Kernel launches through global functions or cuLaunchGrid() and
cuLaunchGridAsync();
So this basically means that ever kernel call you make is asynchronous? I’m pretty positive it is, but one of my coworkers who’s been using CUDA for about a year(compared to my 2.5 weeks) seems to think that they aren’t…
No, it just means that there are several ways to call the kernel. My understanding is that kernels would only be executed asynchronously if launched via cuLaunchGridAsync(), or if you are using multiple streams.
What exactly do you mean by “asynchronous”? Kernel calls will never wait for the execution on the GPU to complete (which would be pointless, since for your CPU program there is no way to ever find out), functions like cudaMemcpy do wait for all kernels to complete though.
From a GPU point of view, kernels are always executed strictly one after the other, in the way you called them.
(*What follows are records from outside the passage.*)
PR #234, opened 2026-07-06
issue #198 : fixed query=None calls

### LINKED ISSUE #198: [Medium] rag.py: `advanced_search(db, query=None, ...)` fetches ALL sess…
## Summary
The `hybrid_search` function in `termstory/rag.py` passes `query=None` to `advanced_search`, causing it to fetch all sessions from the database instead of using FTS5 pre-filtering, resulting in O(N) database queries and expensive embedding inference on the entire dataset.

## Expected vs Actual

**Expected**: `hybrid_search` should use FTS5 pre-filtering to retrieve a bounded candidate set (e.g., top-K results) and then re-rank those candidates using BM25 and semantic embedding scores. This is the standard "retrieve-then-rerank" pattern that leverages the existing FTS5 infrastructure in `termstory/search.py`.

**Actual**: `hybrid_search` passes `query=None` to `advanced_search`, which bypasses all text-based filtering. This causes `_search_standard` to execute a `WHERE 1=1` query that returns every session in the database filtered only by metadata predicates (project, date range, tags). Then `_populate_results` fires two additional SQL queries per session (fetching all commands and commits), creating an N+1 query problem. Finally, the system performs expensive transformer model inference on every session to compute semantic embeddings, making the entire operation O(N) in session count.

## Environment
Not specified

## Context

The issue occurs in the semantic/RAG search feature introduced in version 0.6.0. When users run `termstory search --semantic`, the CLI calls `hybrid_search` which is intended to combine BM25 keyword matching with semantic embedding similarity for better relevance ranking.

The root cause is that `hybrid_search` intentionally passes `query=None` to avoid "double-filtering" by text, but this defeats the purpose of the FTS5 index. The FTS5 infrastructure (`commands_fts`, `sessions_fts`, `ai_summaries_fts`, and `search_index`) already exists and can efficiently return a small, relevance-ranked candidate set, but `hybrid_search` never uses it.

The proposed fix is to:
1. Pass the actual `query` string and `fts=True` to `advanced_search` in `rag.py`
2. Add a `limit` parameter to `_search_standard`, `_search_fts5`, and `_search_new_fts5` to bound the candidate set size
3. Add a `top_k` parameter to `hybrid_search`'s signature to control the candidate set size

This would enable the standard retrieve-then-rerank pattern where FTS5 provides fast candidate retrieval and the hybrid scorer provides high-quality re-ranking.

advik604:
## Summary
This PR optimizes the semantic/RAG search path by using FTS-backed candidate retrieval instead of pulling the full dataset, significantly improving performance for large databases. It adds a `top_k` parameter to bound the candidate set and implements a fallback mechanism that retrieves recent sessions when FTS finds no matches, ensuring semantic reranking still works. 

### Core
- **termstory/rag.py**: Added `top_k: Optional[int] = 20` parameter to `hybrid_search()` function to bound the candidate retrieval set 
- **termstory/rag.py**: Changed first `advanced_search()` call to use `query=query` with `fts=True` and `limit=top_k` for FTS-backed candidate retrieval 
- **termstory/rag.py**: Added fallback logic: if no candidates found and query is truthy, re-query with `query=None` and `limit=top_k` to get recent sessions for semantic reranking 
- **termstory/rag.py**: Updated docstring to document the FTS-backed candidate retrieval with fallback behavior 

- **termstory/search.py**: Added `limit: Optional[int] = None` parameter to `advanced_search()` function 
- **termstory/search.py**: Passed `limit` parameter to all three internal search functions: `_search_new_fts5()`, `_search_fts5()`, and `_search_standard()` 
- **termstory/search.py**: Added `limit` parameter to `_search_new_fts5()` and implemented SQL `LIMIT` clause when limit is not None 
- **termstory/search.py**: Added `limit` parameter to `_search_fts5()` and implemented SQL `LIMIT` clause when limit is not None 
- **termstory/search.py**: Added `limit` parameter to `_search_standard()` and implemented SQL `LIMIT` clause when limit is not None 

### Tests
- **tests/test_rag.py**: Updated `test_hybrid_search_success_with_mocked_dependency` to expect 1 result instead of 2 due to `top_k=20` limiting results 
- **tests/test_rag.py**: Removed hybrid_score comparison assertions since only 1 result is returned 
- **tests/test_rag.py**: Added new test `test_hybrid_search_falls_back_when_fts_has_no_matches` to verify the fallback behavior when FTS returns no matches 

## Fixes
- Fixes #198 — Semantic/RAG search performance optimization by using FTS-backed candidate retrieval instead of pulling full dataset

## Breaking Changes
None

## Testing
Run the RAG tests to verify the changes:
```bash
pytest tests/test_rag.py -v
```

Specifically, the new test validates the fallback behavior:
```bash
pytest tests/test_rag.py::test_hybrid_search_falls_back_when_fts_has_no_matches -v
```

## Notes
The fallback mechanism ensures that semantic search still works even when FTS finds no text matches for the query, by retrieving the most recent `top_k` sessions as a bounded candidate pool for cosine similarity reranking. This maintains semantic relevance while avoiding full dataset scans.

### DIFF
--- a/termstory/rag.py
+++ b/termstory/rag.py
@@ -113,7 +113,8 @@ def hybrid_search(
     until_ts: Optional[int] = None,
     tag_filters: Optional[List[str]] = None,
     alpha: float = 0.5,
-    model_name: str = "all-MiniLM-L6-v2"
+    model_name: str = "all-MiniLM-L6-v2",
+    top_k: Optional[int] = 20
 ) -> List[Dict]:
     """
     Performs a hybrid search (BM25 + Cosine Similarity) over terminal sessions.
@@ -125,15 +126,17 @@ def hybrid_search(
             "Please install it using: pip install sentence-transformers"
         )
         
-    # Fetch all candidate sessions matching metadata filters (but without the query text filter)
+    # Retrieve a bounded candidate set using the text-aware search pipeline before reranking.
     from termstory.search import advanced_search
     candidate_sessions = advanced_search(
         db,
-        query=None,
+        query=query,
         project_filter=project_filter,
         since_ts=since_ts,
         until_ts=until_ts,
-        tag_filters=tag_filters
+        tag_filters=tag_filters,
+        fts=True,
+        limit=top_k
     )
     
     if not candidate_sessions or not query:
--- a/termstory/rag.py
+++ b/termstory/rag.py
@@ -118,6 +118,8 @@ def hybrid_search(
 ) -> List[Dict]:
     """
     Performs a hybrid search (BM25 + Cosine Similarity) over terminal sessions.
+    Uses FTS-backed candidate retrieval first, but falls back to a bounded non-FTS
+    candidate set when no FTS matches are found so semantic reranking still works.
     If sentence-transformers is not installed, raises an ImportError.
     """
     if not SENTENCE_TRANSFORMERS_AVAILABLE:
@@ -138,6 +140,17 @@ def hybrid_search(
         fts=True,
         limit=top_k
     )
+
+    if not candidate_sessions and query:
+        candidate_sessions = advanced_search(
+            db,
+            query=None,
+            project_filter=project_filter,
+            since_ts=since_ts,
+            until_ts=until_ts,
+            tag_filters=tag_filters,
+            limit=top_k
+        )
     
     if not candidate_sessions or not query:
         return candidate_sessions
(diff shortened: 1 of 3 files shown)


bitflicker64:
:miku /ask does it look mergable ?

bitflicker64:
Well lgtm thanks for the contribution
 /approve /lgtm /triage /merge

In theory, cuda streams could allow for reordering or even parallel execution, but this is not implemented and might not even be possible with current hardware.
So I would describe this as kernel calls are executed asynchronously to anything you do on the CPU but synchronously relative to any other GPU code and memcpy and other functions synchronize the CPU to the GPU.
Ok, this is effectively what I thought happened. There was discussion here on whether or not you would need to start a new thread in your C program in order to do any CPU calculations while your GPU kernel was running. Obviously multiple kernels have to be synchronous, as you can’t run 2 kernels at once (essentially). Thanks for the response.